# Web Site Sales



## Roy99664 (Feb 23, 2007)

For those who sell Pens on your web site, how many do you sell?


----------



## TellicoTurning (Feb 23, 2007)

My site is pretty new, so not a lot of activity yet... hoping soon.


----------



## Ron Mc (Feb 23, 2007)

Chuck,
I looked at your page code and would like to make a couple suggestions. Change your "Title" tag, add a "Description" tag, and add some more to your "keyword" tag.
Please understand that I have had websites for a long time and am here to help you.[]


----------



## bob393 (Feb 24, 2007)

Yah: my site is not finished yet so I have had no sales yet!


----------



## johneaton (Feb 27, 2007)

Somebody tell me about SEO.  I have had two sites out there for about a year.  Like a store that stays locked.  I'm not a computer person and I have no idea what to do.
John Eaton


----------



## Verne (Apr 14, 2007)

Just today published my website www.pensbydesign.com. It ain't perfect, not even close, but it's out there. Now if people will just look past the terrible picture taking skills I think I'll be ok. Take a look and let me know what you think. Be gentle!
I used www.homestead.com and found it to be pretty easy to work with, even for a computer rookie like myself. Most of the support people are great, oh yea, a few ogre's but for the most part they are good. And for $4.99/mo, what the hey.
Thanks for all youses help,
Vern


----------



## Tea Clipper (Apr 14, 2007)

> _Originally posted by johneaton_
> <br />Somebody tell me about SEO.  I have had two sites out there for about a year.  Like a store that stays locked.  I'm not a computer person and I have no idea what to do.
> John Eaton



I recommend the book "SEO for Dummies".  I learned a lot of valuable information from this book.  Two thumbs up!


----------



## stevers (Apr 15, 2007)

Like a few other above, fairly new site. So not that much activity yet. Made a few sales.
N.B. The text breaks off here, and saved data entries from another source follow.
PR #434, opened 2016-10-12
Add BuildRequires and run autogen.sh

volvo850fahre:
I added the autogen.sh at first the build step. Autogen.sh requires libtool (libtoolize) so i added the line: BuildRequires: libtool

### DIFF
--- a/proj.spec
+++ b/proj.spec
@@ -25,10 +25,10 @@ data with a wide range of selectable projection functions.
 
 %prep
 %setup -D -n proj-4.9.3
+%{_builddir}/%{name}-%{version}/autogen.sh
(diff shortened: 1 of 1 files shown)


proj.spec
```diff
@@ -28,6 +28,7 @@ data with a wide range of selectable projection functions.
 %configure
 
 %build
+%{_builddir}/%{name}-%{version}/autogen.sh
```
QuLogic: That should be done before configuration.

volvo850fahre: Okey, 
I will move the line just under the %prep tag, and try it out.

Thank you!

Really not advertising the site in any way.


----------



## Pipes (Apr 15, 2007)

Being in the pipe and tobacco businesss online befor I ever got into pens . WE have built in client base ..So I do sell a LOT a pens . I have found 1 a the best things yu can do to promote your site is exchange links with as many folks that have GOOD sites you would recomend . This a drive customers to you . I know it works because I have a tracking service tealling me were all my customers come from and much more data ! How long a cust stays on my site what they looked at and what web site and or serch engine they came from . I get about 250 to 400 with highs of 6 to 700 at xmas time  hits on my site  a day but that has took 8 yrs to build up .. It takes time and work and evrything helps . IMHO YMMV . BY the way I exchange links with almost  anyone from here if you e mail us and ask.Remeber besides pens I sell tobacco pipes and tobacco for them and pens . All you need do is E mail us at  admin@affordablepipes.com and let my wife Jackie know what you want to do . She looks over the site and googles for complaints because we are recomending you to our customers when we add your link  so we do a small check to be sure your not a crack pot :O) I know the guys here are just trying to make a bit a money and we are glad to help all we can .. 

pipes


----------



## NavyDiver (Apr 15, 2007)

It was more a learning experience than a sales tool.


----------



## ashaw (Jul 25, 2007)

My web site is not set up to sell.  All my sales are through dealers.  I do however get commissions through my web-site.


----------



## Rmartin (Aug 19, 2007)

Getting listed on the major search engines is most important. That is easier said than done. I submitted my site to the Open Directory Project nearly a year ago, but have not heard from them. So far, all pens I've sold through my site orginated by people specifically going to my site by word of mouth. I've only sold a pen on my site by people who have bought my pens in person or were given one as a gift. But it's all good because I still need to make changes to my site.


----------